Histoire et société

Dieu me pardonne c'est son métier

Ce que l’échec du programme économique de Liz Truss au Royaume-Uni peut enseigner aux États-Unis

La théorie du ruissellement, déréglementer, réduire voire supprimer les impôts des riches, en prétendant que cela “ruissellera” sur les pauvres (on reconnait Macron) n’a cessé de faire la preuve de la folie d’une telle méthode de gouvernement, mais c’est Liza Truss qui a en fait la démonstration la plus achevée. L’exemplarité d’un tel fiasco devrait, espère l’auteur de l’article, servir de leçon aux Etats-Unis. On peut avoir le même espoir naïf pour la France mais sans se faire d’illusion sur la nature de classe de telles options. Ce plaidoyer contre le vote en faveur des républicains a toute chance de ne pas être entendu, tant comme en France et partout dans “les démocraties occidentales” l’expression politique d’une alternance sans alternative verrouille le vote des citoyens et le recours au 49.3 en France dit assez l’incapacité à tenir compte des échecs et des mécontentements. Le terme de “coincés” sur lequel chute la démonstration décrit assez bien la situation d’échec dont la classe dominante, ses “élites” paraissent incapables de tirer leçon, échec dont la pitrerie de Liz Truss est simplement une péripétie parmi d’autres. (note et traduction de Danielle Bleitrach pour histoireetsociete)

Le rejet par la Grande-Bretagne de l’économie de ruissellement de Liz Truss devrait servir d’avertissement aux États-Unis, où les élections de mi-mandat sont sur le point de commencer.

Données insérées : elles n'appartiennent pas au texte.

PR #386, opened 2026-09-06
verify: update recipe baseline

jizhi0v0:
Nightly recipe sweep. Carries the next run's failure streaks and issue numbers.


jizhi0v0:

Bio de l’auteur: Sonali Kolhatkar est une journaliste multimédia primée. Elle est la fondatrice, animatrice et productrice exécutive de « Rising Up With Sonali », une émission hebdomadaire de télévision et de radio diffusée sur les stations Free Speech TV et Pacifica. Son prochain livre s’intitule Rising Up: The Power of Narrative in Pursuit Racial Justice (City Lights Books, 2023). Elle est boursière de rédaction pour le projet Economy for All à l’Independent Media Institute et rédactrice en chef de la justice raciale et des libertés civiles à Yes! Magazine. Elle est codirectrice de l’organisation de solidarité à but non lucratif Afghan Women’s Mission et coauteure de Bleeding Afghanistan. Elle siège également au conseil d’administration du Justice Action Center, une organisation de défense des droits des immigrants.

Source: Institut indépendant des médiasLigne de crédit : Cet article a été produit par Economy for All, un projet de l’Independent Media Institute.Tags:activismeBidenParti démocrateéconomieréglementation électorale, Europe / Royaume-Uni, GOP / droitesoins de santéhistoiretravailmédiasélections de mi-mandatnouvelles, Amérique du Nord / États-Unis d’Amériqueopinionpolitiqueavantages sociauxsocial JusticeSensible au facteur tempsCommerceTrumpDroit de vote

Les Américains, soulagés d’être débarrassés de Donald Trump et de ses scandales incessants, regardaient non sans ironie leurs voisins d’outre-Atlantique alors que la Première ministre britannique Liz Truss démissionnait après seulement 45 jours au pouvoir. Truss a eu le mandat le plus court de tous les premiers ministres britanniques de l’histoire, déshonorée comme elle l’a été par les conséquences de ses propres prescriptions économiques. Il y a une leçon à tirer de l’ascension et de la chute rapide de Truss qui s’applique aux États-Unis, une nation en proie à des problèmes économiques similaires, mais avec une structure gouvernementale très différente.

La principale leçon à tirer de la chute de Truss est que s’attaquer à l’inflation en récompensant les riches est une course folle. En prétendant se conformer à Margaret Thatcher, la marraine du capitalisme conservateur, Truss espérait rejoindre les rangs des anciens premiers ministres Tony Blair et David Cameron en tant que championne des politiques de « ruissellement ».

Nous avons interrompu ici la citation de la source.